The simple methods described here work with CPU having the CPUID (80486) and RDTSC (Pentium) instructions but are not meant to support CPU beyond the Intel P54C family because of the power management factor that could disrupt the measures.

However, it is still possible to disable the power management in those cases.
Help yourself to find out ;)

The code below is tailored for WATCOM C.

Pre-conditions: you need a Pentium

The processor monotonically increments the time-stamp counter MSR (Model Specific Register) every clock cycle and resets it to 0 whenever the processor is reset.

The code here after gives access to the rdtsc instruction from the C code through inline assembly so that we can read the CPU time stamp counter:

/* Fills the Time Stamp Counter. */
void x86_rdtsc(u64 __far *tsc);
#pragma aux x86_rdtsc = \
    "rdtsc" \
    "mov DWORD PTR [edi+4], edx" \
    "mov DWORD PTR [edi], eax" \
    parm [edi] \
    modify exact [eax ebx ecx edx edi];

The simple way

By simply waiting for 1 second, it's easy to retrieve the CPU frequency in Hz and then compute it in Mhz. The main drawback to this method is the 1 second delay you need to wait to query the CPU frequency.

u64 tsc0, tsc1;
x86_rdtsc(&tsc0);
sleep(1);
x86_rdtsc(&tsc1);
printf("clock frequency = %llu Hz\n", tsc1 - tsc0);
printf("clock frequency = %lu MHz\n", (tsc1 - tsc0)/1000000);

Slightly optimized

Derived from FREQUENC.ASM found in Intel Processor Identification and the CPUID Instruction.

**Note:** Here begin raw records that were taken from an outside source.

Issue #340, opened 2025-11-25
Add back copy number liftover success case to test


korikuzma:
https://github.com/biocommons/anyvar/blob/52231711068daf192a33705cb606ccd71b87f686/tests/unit/extras/test_liftover.py#L12-L25

https://github.com/biocommons/anyvar/blob/52231711068daf192a33705cb606ccd71b87f686/tests/unit/extras/test_liftover.py#L127-L133

Originally added by @jsstevenson

PR #461, opened 2026-05-14
refactor: fix type errors (issue #259)

jennifer-bowser:
This PR fixes some type errors that I fixed as I attempted to get Pyright added to our codebase. Pyright is no longer being added, but we might as well ship the type improvements I made.

Also, I got rid of all copy number/copy change related code, since that confused type-checkers a lot and it feels weird to only half-support these variants anyways. I documented what I deleted in issue #340 for when we're ready to re-enable support for these.


src/anyvar/anyvar.py
```diff
@@ -131,8 +134,10 @@ def get_object(
         """
         if object_type is not None:
             # Search specific object type
-            found = self.object_store.get_objects(
-                object_type=object_type, object_ids=[object_id]
+            found: list[SupportedVrsObject] = list(
```
jsstevenson, line 147: fwiw this could just be `objects.SupportedVrsObject`

jsstevenson (dismissed):

jsstevenson (approved):
🚀

PR #470, opened 2026-05-28
feat: register protein sequence consequence/canonical allele catvars

### LINKED ISSUE #453: Build registration endpoint for `ProteinSequenceConsequence` and `CanonicalAllele` categorical variations
### Feature description

We need to support categorical variants in AnyVar. That means we need to build an endpoint to allow for CatVar registration. We're starting by supporting `ProteinSequenceConsequence` and `CanonicalAllele` CatVars with only one `DefiningAlleleConstraint`. See Requirement #447 for details.
 
### Use case

I'm frustrated when a tool proclaiming to support "Any Variant" does not, in fact, support "any" variant.

### Acceptance Criteria

See Requirement #447 

### Proposed solution

* A new endpoint called `PUT /categorical_variant` or something similar, or else a CLI load command.
* Probably need a new table ~~or tables (one per kind of catvar?)~~
    * We'll use one table that supports CatVars w/ a single DefiningAlleleConstraint. In the future, other kinds of CatVars can be stored in other tables. 
* The property indicating what kind of CatVar this is ~~can either be an extension/other field on the CatVar itself,~~ will be an external field

### Alternatives considered

_No response_

### Implementation details

- When a CanonicalAllele is registered, we'll do all of the mappings that we normally do for variation registration (i.e., transcription, translation, liftover)
- We assume that the DefiningAlleleConstraint for Canonical Alleles is a genomic variant and for ProteinSequenceConsequence it will be a protein variant. **AnyVar should validate this though.** => If this is complicated, just write a stub function and we'll come back to this in another ticket.

### Potential Impact

_No response_

### Additional context

_No response_

### Contribution

None

jsstevenson:
close #453

## Decisions

* `/categorical_variants` not `/categorical_variations`. I don't even know which is correct at this point
* the "reference" to the external resource is just the ID of the catvar itself. So rather than making a catvar with an "xref" to a clingen allele record, the `id` field is just `clingen.allele:CA12345`. And similarly, fetching that specific catvar is `GET /categorical_variants/canonical_alleles/clingen.allele:CA12345`
* Rather than a general "drop in a catvar, have some indication of its type, let anyvar figure it out" endpoint, I just made resource type-specific registration endpoints, I think that's better for our sanity and avoids inventing any new conventions. Similarly, there are separate sql tables for each categorical variant type. I had wanted to be slick but it probably makes more sense to just use a new table for each type.
* Make new classes for PSQ's/CA's instead of reusing `ga4gh.cat_vrs` recipes, a couple reasons
    1) we want to be stricter about some validation things (ID is required, `len(constraints) == 1`)
    2) we might want to interpret relations differently than the recipes do, now or in the future
* Validating molecule type is done outside of the pydantic `field_validator` because it might require seqrepo access. Alternatives here could be 1) requiring the submitter to explicitly declare molecule type and trusting it, or 2) injecting validation context into the fastapi route validation logic, but that looked like it was going to be insane.  It's also possible that this function will duplicate work from the projection end point so whichever one gets merged second can resolve that.
* Request paths below -- also add basic GET by ID for round-trip testing and also because it just seems reasonable and enabled roundtrip testing
* Haven't added any `relations` to the input or output objects yet, pending final determination on how we implement our search functions. But broadly, I think you could just make sure to add in the right values when the object is coming back out to the user. Not sure if it's worth validating them on the way in. 
* Haven't updated docs yet, pending final search endpoint behavior
* Didn't add a Snowflake implementation because a) scary and b) maybe we are ending snowflake support?

## Routes

`PUT /categorical_variants/canonical_alleles` -- to register a CA
`GET /categorical_variants/canonical_alleles/<id>` -- to fetch a CA by ID
`PUT /categorical_variants/protein_sequence_consequences` -- to register a PSQ
`GET /categorical_variants/protein_sequence_consequences/<id>` -- to fetch a PSQ by ID

### DIFF
--- a/pyproject.toml
+++ b/pyproject.toml
@@ -21,6 +21,7 @@ dependencies = [
     "python-multipart",  # required for fastapi file uploads
     "uvicorn",
     "ga4gh.vrs[extras]>=2.3.2,<3.0",
+    "ga4gh.cat_vrs>=0.7.1",
     "sqlalchemy~=2.0.0",
     "snowflake-sqlalchemy~=1.8.2",
     "pyyaml",
--- a/src/anyvar/core/categorical_variants.py
+++ b/src/anyvar/core/categorical_variants.py
@@ -1,0 +1,108 @@
+"""Provide core typing/structure for categorical variants."""
+
+import logging
+
+from ga4gh.cat_vrs import models as cat_vrs_models
+from ga4gh.vrs import models as vrs_models
+from ga4gh.vrs.dataproxy import _DataProxy
+from pydantic import Field, field_validator
+
+_logger = logging.getLogger(__name__)
+
+
+def is_expected_molecule_type(
+    seq_ref: vrs_models.SequenceReference,
+    expected_type: vrs_models.MoleculeType,
+    dp: _DataProxy,
+) -> bool:
+    """Validate that the given sequence reference has the expected molecule type
+
+    Currently only intended to support genomic and protein variants since that's what
+    we have catvars for
+
+    No further validation is performed if the `moleculeType` property is defined; its
+    value is accepted as authoritative and no additional sequence type lookup is
+    performed.
+
+    :param seq_ref: defining allele context's sequence reference object
+    :param expected_type: desired molecule type
+    :param dp: proxy for seq alias lookup
+    :return: whether the sequence reference's molecule type can be validated as consistent
+        with the expected molecule type
+    """
+    if seq_ref.moleculeType:
+        return seq_ref.moleculeType == expected_type
+
+    refseq_aliases = dp.translate_sequence_identifier(
+        f"ga4gh:{seq_ref.refgetAccession}", "refseq"
+    )
+    if not refseq_aliases:
+        _logger.debug(
+            "Unable to translate sequence accession %s to a known namespace",
+            seq_ref.refgetAccession,
+        )
+        return False
+    raw_seq_type = dp.extract_sequence_type(refseq_aliases[0])
+    if expected_type == vrs_models.MoleculeType.GENOMIC:
+        return raw_seq_type == "g"
+    if expected_type == vrs_models.MoleculeType.PROTEIN:
+        return raw_seq_type == "p"
+    _logger.debug(
+        "Encountered unexpected or unknown sequence type for %s: %s",
+        seq_ref.refgetAccession,
+        raw_seq_type,
+    )
+    return False
+
+
+class _SimpleAlleleCatVar(cat_vrs_models.CategoricalVariant):
+    """Abstract class for a simple Defining Allele Constraint-based catvar"""
+
+    id: str  # type: ignore[reportIncompatibleVariableOverride]
+    constraints: list[cat_vrs_models.Constraint] = Field(min_length=1, max_length=1)  # type: ignore[reportIncompatibleVariableOverride]
+
+    @field_validator("constraints")
+    @classmethod
+    def validate_constraints(
+        cls, constraints: list[cat_vrs_models.Constraint]
+    ) -> list[cat_vrs_models.Constraint]:
+        """Validate constraints property
+
+        :param constraints: Constraints property to validate
+        :return: Constraints property
+        :raises ValueError: If constraints property does not satisfy the requirements
+        """
+        constraint = constraints[0]  # guaranteed by pydantic to have exactly 1 element
+        if not isinstance(constraint.root, cat_vrs_models.DefiningAlleleConstraint):
+            raise ValueError("Constraint must be a DefiningAlleleConstraint")  # noqa: TRY004
+        return constraints
+
+
+class ProteinSequenceConsequence(_SimpleAlleleCatVar):
+    """ProteinSequenceConsequence catvar
+
+    Validates *shape* of input data, but does not validate *values*, ie that
+    given defining allele is of the expected molecule type, because that
+    requires external data access to SeqRepo (and that's messy to inject in a FastAPI endpoint).
+
+    The validations performed do differ from the original Cat-VRS recipes, which is why we
+    have a separate class.
+
+    It doesn't need any additional code implemented beyond its parent class,
+    but we still give it a separate class for mapping purposes in the ORM
+    """
+
+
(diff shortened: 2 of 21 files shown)


src/anyvar/core/categorical_variants.py
```diff
@@ -0,0 +1,104 @@
...
+
+class _SimpleAlleleCatVar(cat_vrs_models.CategoricalVariant):
+    """Abstract class for a simple Defining Allele Constraint-based catvar"""
+
+    id: str  # type: ignore[reportIncompatibleVariableOverride]
+    constraints: list[cat_vrs_models.Constraint] = Field(min_length=1, max_length=1)  # type: ignore[reportIncompatibleVariableOverride]
+
+    @field_validator("constraints")
+    @classmethod
+    def validate_constraints(
```
jennifer-bowser, line 66: Is it possible to have more than one defining allele? If so, should we be checking here to ensure there's only one? Or does that not matter?

src/anyvar/core/categorical_variants.py
```diff
@@ -0,0 +1,104 @@
...
+        cls, v: list[cat_vrs_models.Constraint]
```
jennifer-bowser: This is subjective, and perhaps a bit pedantic; but I prefer to use longer, more descriptive variable names vs abbreviated ones. Could we consider updating `v` to something more semantic?

tests/integration/restapi/vcf_router/test_ingest_vcf.py
```diff
@@ -50,7 +50,7 @@ def basic_vcf():
 ##INFO=<ID=VRS_Error,Number=.,Type=String,Description="If an error occurred computing a VRS Identifier, the error message">
 ##INFO=<ID=VRS_Starts,Number=R,Type=Integer,Description="Interresidue coordinates used as the location starts for the GA4GH VRS Alleles corresponding to the GT indexes of the REF and ALT alleles">
 ##INFO=<ID=VRS_Ends,Number=R,Type=Integer,Description="Interresidue coordinates used as the location ends for the GA4GH VRS Alleles corresponding to the GT indexes of the REF and ALT alleles">
-##INFO=<ID=VRS_States,Number=R,Type=String,Description="The literal sequence states used for the GA4GH VRS Alleles corresponding to the GT indexes of the REF and ALT alleles">
+##INFO=<ID=VRS_States,Number=R,Type=String,Description="The literal sequence states used for the GA5GH VRS Alleles corresponding to the GT indexes of the REF and ALT alleles">
```
jennifer-bowser: Was this an intentional change?

jsstevenson: nope, thought I fixed this 😢

src/anyvar/core/categorical_variants.py
jsstevenson: that's checked a few lines up:

```
constraints: list[cat_vrs_models.Constraint] = Field(min_length=1, max_length=1)
```

src/anyvar/core/categorical_variants.py
jsstevenson: This is the typical pydantic validator pattern, but probably fine to rename it here

jsstevenson:
pulled in latest commits to main + added more tests

src/anyvar/restapi/categorical_variants_router.py
```diff
@@ -0,0 +1,169 @@
...
+            root=cat_vrs.DefiningAlleleConstraint(
+                allele=vrs.Allele(
+                    id="ga4gh:VA.j4XnsLZcdzDIYa5pvvXM7t1wn9OITr0L",
+                    digest="j4XnsLZcdzDIYa5pvvXM7t1wn9OITr0L",
+                    location=vrs.SequenceLocation(
+                        id="ga4gh:SL.t-3DrWALhgLdXHsupI-e-M00aL3HgK3y",
+                        digest="t-3DrWALhgLdXHsupI-e-M00aL3HgK3y",
+                        sequenceReference=vrs.SequenceReference(
+                            refgetAccession="SQ.cQvw4UsHHRRlogxbWCB8W-mKD4AraM9y",
+                        ),
```
theferrit32, line 42: Can we add a `moleculeType="protein"` or `moleculeType=vrs.MoleculeType.PROTEIN` here?

src/anyvar/storage/sqlalchemy.py
```diff
@@ -447,3 +450,61 @@ def search_alleles(
...
+        This method **is not** responsible for validating that the provided catvar meets
+        data requirements to be considered a Canonical Allele instance;
+        passing an object without prior validation may raise unexpected errors
+
+        :param ca: canonical allele catvar
+        """
+        db_entity: orm.CanonicalAllele = mapper_registry.to_db_entity(ca)
+        with self.session_factory() as session, session.begin():
+            session.merge(db_entity.allele)
+            session.flush()
```
theferrit32: I'm not sure if these `session.flush()` calls are needed, but probably no harm

pyproject.toml
```diff
@@ -21,6 +21,7 @@ dependencies = [
     "python-multipart",  # required for fastapi file uploads
     "uvicorn",
     "ga4gh.vrs[extras]>=2.3.2,<3.0",
+    "ga4gh.cat_vrs",
```
theferrit32: Should the version maybe be pinned or constrained to a range?

src/anyvar/storage/sqlalchemy.py
jsstevenson: Hm. I believe I put this in because something hadn't been working and it seemed to fix it. But now tests pass without the `flush` so... might as well just pull it out and see what happenes

src/anyvar/restapi/categorical_variants_router.py
jsstevenson: Yeah. I meant to do this before, but also updated the molecule type validation function to trust `moleculeType` blindly.

theferrit32 (approved):

src/anyvar/restapi/categorical_variants_router.py
theferrit32: We could add more around this if we do https://github.com/biocommons/anyvar/discussions/478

I mainly removed the power-management registers (remember the introduction?) and rely on the 8254 PIT Channel 0 (System Time Counter / RTC) to code an optimized delay.

The 8254 Channel 0 System Time Counter is found at the BIOS data area address [0040:006C]. It is updated 18.2 times per seconds (e.g., every ~54.95ms), which means that 5 intervals is about 275ms.

First we need to read the bios tick count at address [0040:006C] ([046C] in protected mode)

u32 x86_read_bios_rtc();
#pragma aux x86_read_bios_rtc = \
    "mov    edi, 046Ch" \
    "mov    eax, [edi]" \
    value [eax] \
    modify exact [eax edi];

In the code to query the frequency, we make sure we're counting from the very start of a new tick (first while loop).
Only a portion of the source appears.